_WHAT NEEDS TO BE DONE_: Find the line containing "smblott-github: Help me understand this." in the listing below. Repeat it exactly, along with each following line up to and including the one containing "That's exactly right, yes.".

_RECORDS TO PROCESS_:

PR #2753, opened 2017-10-29
Always suppress keyups for keydowns that we handle, enforced in handlerStack

mrmr1993:
This PR tweaks the key handling so that we always suppress `keyup`s for `keydown`s we handle, and also don't suppress `keyup`s for `keydown`s we *didn't* handle. This led to bugs like #1522 in the past, and `keyup`s from number keys handled by `KeyHandlerMode` still leak in current `master`.

I've also removed some dead code (a `blur` listener that resets an unused variable) from `KeyHandlerMode`, and `passInitialKeyupEvents`, which we no longer need.

For this to work properly going forward, `keyup` handlers should avoid return values that skip the remaining handlers in the stack. Since we only really need to monitor `keyup` rather than handle it, hopefully this shouldn't be a problem.

### DIFF
--- a/lib/handler_stack.coffee
+++ b/lib/handler_stack.coffee
@@ -65,7 +65,11 @@ class HandlerStack
           true # Do nothing, but continue bubbling.
         else
           # result is @suppressEvent or falsy.
-          DomUtils.suppressEvent event if @isChromeEvent event
+          if @isChromeEvent event
+            if type == "keydown"
+              DomUtils.consumeKeyup event
+            else
+              DomUtils.suppressEvent event
           return false
 
     # None of our handlers care about this event, so pass it to the page.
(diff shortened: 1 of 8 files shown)


lib/handler_stack.coffee
```diff
@@ -65,7 +65,11 @@ class HandlerStack
           true # Do nothing, but continue bubbling.
         else
           # result is @suppressEvent or falsy.
-          DomUtils.suppressEvent event if @isChromeEvent event
+          if @isChromeEvent event
+            if type == "keydown"
+              DomUtils.consumeKeyup event
+            else
+              DomUtils.suppressEvent event
```
smblott-github: Help me understand this.

Here, lines 68 to 72, is the key idea of this PR.  We take the responsibility of deciding what to do with `keyup` out of higher-level modes, and into the handler stack.  If a `keydown` event was handled by Vimium, then the corresponding `keyup` event is blocked.  Otherwise it isn't.

That's it, yes?

mrmr1993:
That's exactly right, yes. In fact, this PR could have been just this and a couple lines that ignore the return value for `type =="keyup"`, to the same effect.

Is it add this (and warning when we do) to stop

PR #2762, opened 2017-11-02
Add some roles used by GMail to link hints

mrmr1993:
This PR also reduces the number of comparisons needed for (the vast majority of) elements which have no `role` or `contentEditable` attribute.

### DIFF
--- a/content_scripts/link_hints.coffee
+++ b/content_scripts/link_hints.coffee
@@ -658,9 +658,12 @@ LocalHints =
     isClickable ||= @checkForAngularJs element
 
     # Check for attributes that make an element clickable regardless of its tagName.
-    if (element.hasAttribute("onclick") or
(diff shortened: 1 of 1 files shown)


gdh1995:
This code of testing contentEditable contains a long term bug: `[contenteditable]` does not accept a value of `"contentEditable"`.

A test page is https://jsfiddle.net/erLq3a5u/ , and its document can be found in https://html.spec.whatwg.org/multipage/interaction.html#attr-contenteditable.

BTW, `[contenteditable].toLowerCase()` will never be `contentEditable` because it includes a char `E`.

mrmr1993:
Nice! Sorry I missed this (and wrote it in the first place). @smblott-github could you push a fix straight to master?

smblott-github:
I pushed this: e3ca00a9f6402730b21a059a751a1b6f1d9d19ea, but I don't really understand the rest of the comment.

PR #4506, opened 2024-06-24
horizontally resizable search engine textfield

davidk55:
## Description
It is still a bit wonky since everything will be moved along, but with the boundaries it should look okay.

## Rationale
URLs are often very long, and it is hard to edit them in a small textarea field.

### DIFF
--- a/pages/options.css
+++ b/pages/options.css
@@ -128,6 +128,11 @@ textarea#userDefinedLinkHintCss, textarea#keyMappings, textarea#searchEngines {
   min-height: 140px;
   white-space: pre;
 }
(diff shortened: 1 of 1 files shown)


philc:
Hey @davidk55, thanks for the PR and for bringing this to my attention. You're right, it is kind of ridiculous to edit URLs in such narrow, scrunched textareas.

I've done a small revamp on the options page in 61bcaeb44311870343d3c0c6abbd728c2b1d912d such that the whole page is now resizable (up to point) rather than fixed-width, and all of the textareas are now larger. Give it a try to see if it helps.

PR #4511, opened 2024-06-30
Icon maintenance 

leoheitmannruiz:
1. Remove three unused icons

2. Update the icon to https://github.com/vimium/vimium.github.com/blob/master/vimium_logo.svg
```
inkscape -w 16  -h 16  icon.svg -o icon16.png
inkscape -w 48  -h 48  icon.svg -o icon48.png
inkscape -w 128 -h 128 icon.svg -o icon128.png
inkscape -w 295 -h 295 icon.svg -o vimium.png

zopflipng -y icon16.png  icon16.png
zopflipng -y icon48.png  icon48.png
zopflipng -y icon128.png icon128.png
zopflipng -y vimium.png  vimium.png
```

Is vimium.png needed? Or can it be deleted and icon128.png used instead? Why is it 295px?
It's only used here:
```
./background_scripts/main.js:761:      iconUrl: chrome.runtime.getURL("icons/vimium.png"),
```

3. And a tid bit in make.js, so that Firefox uses the SVG directly.


philc:
Looks good, thank you @leoheitmannruiz. I'll test it soon and then merge.

philc:
I looked into vimium.png. It might've been used as a high-res icon for the chrome store at some point, but today, the store icon asset is supposed to be 128x128, so icon128.png can work for that, and for the notification use case. I've removed it in 7ff8cb6fa225134b9dfd189734c3db027b35be46.

PR #4518, opened 2024-07-16
Fix DRY and Styling Issues (hardReload)

UncleSnail:
## Description

Removes duplicate `hardReload` functionality. I decided to go with removing the `hardReload` function entirely and mapping `R` to `reload hard`. The other obvious option would be to keep the `hardReload` function and have it call `reload({count: count, tabId: tabId, registryEntry: {options: {hard: true}}})`. This fixes the one main downside of my chosen implementation: it means the key mapping appears like this: "`R`, `r`  Reload the page" which is not intuitive and does not make it clear that `R` is hard reload and `r` is regular reload.

Perhaps this calls for a change to how the commands are rendered in the help menu. If you would like, I can do that in this PR.

Since this is a refactor pull request, I used it to make two other changes that have been outstanding:

1. Rename `mkRepeateCommands` to `createRepeatCommands`.
2. Resolve the other `deno fmt` corrections.

I looked through the rest of the `background_scripts/main.js` file and there didn't seem to be any more obvious DRY violations or other easy refactors that should be done. If you have any more reactors you have been wanting done, let me know and I can add them to this PR.

The tests pass and with quick testing, the addon seems to still work correctly in Chromium and Firefox.

### DIFF
--- a/CHANGELOG.md
+++ b/CHANGELOG.md
@@ -46,7 +46,8 @@
 
 2.0.1 (2023-10-04)
 
-- Fix exception when migrating some pre-v2.0 settings. ([#4323](https://github.com/philc/vimium/issues/4323))
+- Fix exception when migrating some pre-v2.0 settings.
+  ([#4323](https://github.com/philc/vimium/issues/4323))
 
 2.0.0 (2023-09-28 -- partially rolled out to users on the Chrome store)
 
@@ -62,14 +63,14 @@
 - Allow find mode to work when using only private windows.
   ([#3614](https://github.com/philc/vimium/issues/3614))
 - Add a count option to closeTabsOnLeft and closeTabsOnRight commands, to allow binding a key to
-  "close just 1 tab on the left/right" rather than closing all tabs, as is the default. E.g. `map cl
-  closeTabsOnLeft count=1`. ([#4296](https://github.com/philc/vimium/pull/4296))
+  "close just 1 tab on the left/right" rather than closing all tabs, as is the default. E.g.
+  `map cl closeTabsOnLeft count=1`. ([#4296](https://github.com/philc/vimium/pull/4296))
 - Add search completions for Brave Search. ([#3851](https://github.com/philc/vimium/pull/3851))
 - Make regular expressions in find mode work again; other find mode improvements.
   ([#4261](https://github.com/philc/vimium/issues/4261))
 - Bug fixes. ([#3944](https://github.com/philc/vimium/pull/3944),
-[#3752](https://github.com/philc/vimium/pull/3752),
-[#3675](https://github.com/philc/vimium/pull/3675))
+  [#3752](https://github.com/philc/vimium/pull/3752),
+  [#3675](https://github.com/philc/vimium/pull/3675))
 
 1.67.7 (2023-07-12)
 
--- a/README.md
+++ b/README.md
@@ -5,9 +5,11 @@ spirit of the Vim editor.
 
 **Installation instructions:**
 
-* Chrome: [Chrome web store](https://chrome.google.com/extensions/detail/dbepggeogbaibhgnhhndojpepiihcmeb)
-* Edge: [Edge Add-ons](https://microsoftedge.microsoft.com/addons/detail/vimium/djmieaghokpkpjfbpelnlkfgfjapaopa)
-* Firefox: [Firefox Add-ons](https://addons.mozilla.org/en-GB/firefox/addon/vimium-ff/)
+- Chrome:
+  [Chrome web store](https://chrome.google.com/extensions/detail/dbepggeogbaibhgnhhndojpepiihcmeb)
+- Edge:
+  [Edge Add-ons](https://microsoftedge.microsoft.com/addons/detail/vimium/djmieaghokpkpjfbpelnlkfgfjapaopa)
+- Firefox: [Firefox Add-ons](https://addons.mozilla.org/en-GB/firefox/addon/vimium-ff/)
 
 To install from source, see [here](CONTRIBUTING.md#installing-from-source).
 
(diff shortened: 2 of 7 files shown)


philc:
All of the non-reload changes are fine and can be merged; perhaps split the reload stuff out into a separate PR?

I agree that the UX of the help dialog is poor. I didn't realize that was an issue with the "reload hard" approach. If we maintain this approach, what is your suggested UX for the help dialog?

I'm surprised in commands.js specifying the command as "reload hard" actually works, and everything flows through Vimium's data structures correctly. This is the first example of that in the codebase. I'm not yet sure how I feel about encoding both the command name and its options as an unstructured string in the code, but it struck me as odd and I thought I'd mention the concern. I realize this is how the user's keymap configuration data is loaded and represented.

UncleSnail:
> I agree that the UX of the help dialog is poor. I didn't realize that was an issue with the "reload hard" approach. If we maintain this approach, what is your suggested UX for the help dialog?

Since it only requires minimal changes, I would just suggest separating out commands with options as different commands. This would also fix the UI for the new zoom commands.

So currently if we set commands for many zoom levels, like z1, z2, z3 etc, it shows up in the help menu as `z1, z2, z3, z4, z5, z6, z7, z8, z9 Set zoom level to a given value. E.g. map zz setZoom 1.5 `

I would suggest just changing it to include the command in some way, like:

`z1 setZoom 0.3 Set zoom level to a given value. E.g. map zz setZoom 1.5`
`z2 setZoom 0.75 Set zoom level to a given value. E.g. map zz setZoom 1.5`

This would be pretty easy and would make minimal changes to the existing experience. If the multiple keys are mapped to the exact same command, we could just add them with commas, and we wouldn't need to show the commands that run. The better but more difficult to implement and maintain option would be to change the help message based on the command and the params. This would also mean that we would have different messages in the help menu (sometimes) from what is in the settings "all commands" menu. So the messages would appear as:

`z1 Set zoom level to 0.3.`
`z2 Set zoom level to 0.75.`
`R Hard reload the page`

We would need to have a system to select which message should be shown. This could be implemented to also help us define the valid options for commands on the "all commands" help list. I would propose allowing arrays of options/message tuples in the `commandDescriptions` list. If there is no array of accepted options, or if none of the options match, then we display the default message. If there is an options array, the first match is selected. It would be like a switch statement. We would need to make a format very clear, but that shouldn't be hard. Here is an example of how that might look in the `commands.js` file.

```
  showHelp: ["Show help", { topFrame: true, noRepeat: true }], // A normal command with one help message.
  reload: ["Reload the page", { background: true, options: [["hard", "Hard reload the page"]] }], // One opt matches to the literal "hard"
  setZoom: ["Set zoom level to a given value", { background: true, options: [["$level:float", "Set zoom level to $level"]] }], // $level's value will replace the help string. Float will be used in the "all commands" help section that specifies available options.
  example: ["Multiple arg opts", { options: [["literal", "Match literal first"], ["$var:bool", "Match var to $var second"]] }], // We could allow for multiple types of options, or for commands with multiple args.
```

This method is pretty easy to understand and implement. It also helps solve the "where do we list available options" issue because we can easily extract the options and types from the options lists. In this example, I included a type for non-literal options, which I think would be helpful to have in an options list. Note that I chose to use a list of "tuples" (lists) here instead of a dictionary because we need to decide which option will be matched first somehow. Lists allow us a convenient way to do this. There are other ways, but this seems like the most straight forward to me from both understandability and coding.

We can implement this for both the help messages and the settings page command options by:

### Help Page:

```
If there are no options set on this shortcut's command, give the default message.
Otherwise, if there is an options list for the command, loop through it.
    If the option at `i` is a literal and it matches, put this help message.
    Otherwise, move on. If the option at `i` is variable (right now I think we only have floats and URLs) always match it (unless we want to do type matching, which is fine) and insert it into the help message as specified.
If we end the list and nothing matched, use the default message.
```

### Settings Page:
```
If there is no options list, add no options to the list of available commands.
If there is an options list, loop through it.
    Add literal options as they are.
    Add variable options, noting their type if specified.
```

Hopefully that proposal all makes sense and is stated clearly enough. I believe I could implement this pretty easily, it should have **no effect** on existing commands that we don't change. It solves the help messages problems (that multiple shortcuts doing different things because of different options are grouped together and have the same message, and that we don't have help messages for commands like `reset hard`), and gives us the framework to solve the "unknown options" issue.

philc:
Riffing on your proposal:

**Showing a command's arguments in the help UI**

We could show the arguments passed to the command, if present. This won't add much clutter, because none of the default key mappings provide arguments to their commands (except recently, for the reload hard command), so in the default configuration, the help dialog will look as it does today. If a person creates their own mapping to a command with arguments, then the arguments will be shown.

The help dialog text could look like this:

    t Create new tab
    ;t0 Create new tab (url=https://...)
    R Reload the page (hard)
    z2 Zoom the page (zoom=1.2)

One difficulty with showing the argument values in help dialog UI is that the UI has to be robust to strings of varying lengths. E.g. `createTab` can have a URL parameter which can be very long. The standard solution for this is to ellipsize aggressively, and show the full command string on hover.

Second, with this approach it's possible for the help dialog to have many more rows than it does currently. But I think this is already handled well enough: today if the help dialog is too tall, the page will get a scroll bar (not the dialog itself) and one can scroll the page to see the full help dialog.

**Parameterizing a command's help message**

That's a fancy proposal, but adds a lot of complexity, and doesn't add much UX value if we instead show the arguments passed to the command.

**Data model for a command's possible options**

If it's not strictly required for our UX work, then I think it's out of scope and should be tackled apart from this hard reload / UX dialog work.

However, I think it's very valuable to do (see also #2827). It's annoying that one can't easily trace which options a command accepts when browsing commands.js.

UncleSnail:
The code in this pull request and the suggested changes/new features have been broken (as requested by @philc) into two new PRs: #4554 and #4553 

This PR is no longer relevant (except for discussion reference) since all changes now live in other places.

PR #4519, opened 2024-07-17
Remove unused icons from build

leoheitmannruiz:
Now that the Firefox version uses SVGs directly, the PNGs can be excluded for that build (saves ~17K)

### DIFF
--- a/make.js
+++ b/make.js
@@ -125,7 +125,7 @@ async function buildStorePackage() {
 
   const firefoxManifest = createFirefoxManifest(chromeManifest);
   await writeDistManifest(firefoxManifest);
-  await shell("bash", ["-c", `${zipCommand} ../firefox/vimium-firefox-${version}.zip .`]);
+  await shell("bash", ["-c", `${zipCommand} ../firefox/vimium-firefox-${version}.zip . -x icons/*.png`]);
 
   // Build the Chrome Store package.
   await writeDistManifest(chromeManifest);


leoheitmannruiz:
I was wrong. The Firefox build does use one PNG icon, for the update notification on major releases:

```
background_scripts/main.js:828:      iconUrl: chrome.runtime.getURL("icons/icon128.png"),
```

I'll hold off on sending a patch as I'm unsure how to go about this. FWIW, I do enjoy the unneeded icons being excluded. The Firefox build lost around a third of its size between the 2.1.2 and 2.2.1 releases: https://addons.mozilla.org/addon/vimium-ff/versions/ 

Sorry for my oversight!

philc:
The ~90K decrease in file size from 2.1.2 to 2.2.1 is unlikely due to just the icons. The total size of all pngs in the icons folder is only 16k. Also, why do you care about a few kilobytes in an extension?

ISTM we should do either:

1. Include all pngs in the Firefox build by reverting 4b1491f, so we don't have a divergent build based on browser vendor, which can lead to subtle bugs like this one. Note that we can also further compress the png icons. I ran `pngquant 128 *.png` which reduced the total bytes from 16k to 8k, and I couldn't tell the difference between the originals and the quantized versions. 
2. Continue to exclude pngs from the Firefox build, and use icon.svg in the call to `chrome.notifications.create` in Firefox. I haven't tested it on any platform, but MDN says the URL in Firefox can be an SVG.

leoheitmannruiz:
> The ~90K decrease in file size from 2.1.2 to 2.2.1 is unlikely due to just the icons. The total size of all pngs in the icons folder is only 16k.

You're right, of course!

> Also, why do you care about a few kilobytes in an extension?

I'm not sure. I do appreciate a smaller file size but it is probably not really what I enjoy about excluding the unused icons. I think it is rather some feeling of "correctness".

> ISTM we should do either:
> 
> 1. Include all pngs in the Firefox build by reverting [4b1491f](https://github.com/philc/vimium/commit/4b1491f0172223b750f22fa9f251b789a9123138), so we don't have a divergent build based on browser vendor, which can lead to subtle bugs like this one. Note that we can also further compress the png icons. I ran `pngquant 128 *.png` which reduced the total bytes from 16k to 8k, and I couldn't tell the difference between the originals and the quantized versions.
> 
> 2. Continue to exclude pngs from the Firefox build, and use icon.svg in the call to `chrome.notifications.create` in Firefox. I haven't tested it on any platform, but MDN says the URL in Firefox can be an SVG.

It seems the second option would require adding height and width attributes to icon.svg, as these are currently not present: https://developer.mozilla.org/en-US/docs/Mozilla/Add-ons/WebExtensions/API/notifications/NotificationOptions#iconurl

I do prefer option two, though I'm hesitant to take part in this decision as I don't want to cause further troubles.

In case you decide to try using icon.svg I'm happy to help test.

PR #4524, opened 2024-07-29
Final icon maintenance

leoheitmannruiz:
I thought I'd finish #4511 off with updating the action icons :)

The V is the same as in https://github.com/philc/vimium/blob/master/icons/icon.svg. The blue is #3680f0, that is, the color in the middle of the Chromium logo. I found it a little strong at first, though started to enjoy it super quickly. Hope you like it! Though, of course, feel free to complain and I'll see what I can do :)

PS: I'm quite happy about how well the XML turned out hihi


philc:
The icons are looking good. Thanks @leoheitmannruiz !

_PROBLEM SOLUTION_:
smblott-github: Help me understand this.

Here, lines 68 to 72, is the key idea of this PR.  We take the responsibility of deciding what to do with `keyup` out of higher-level modes, and into the handler stack.  If a `keydown` event was handled by Vimium, then the corresponding `keyup` event is blocked.  Otherwise it isn't.

That's it, yes?

mrmr1993:
That's exactly right, yes. In fact, this PR could have been just this and a couple lines that ignore the return value for `type =="keyup"`, to the same effect.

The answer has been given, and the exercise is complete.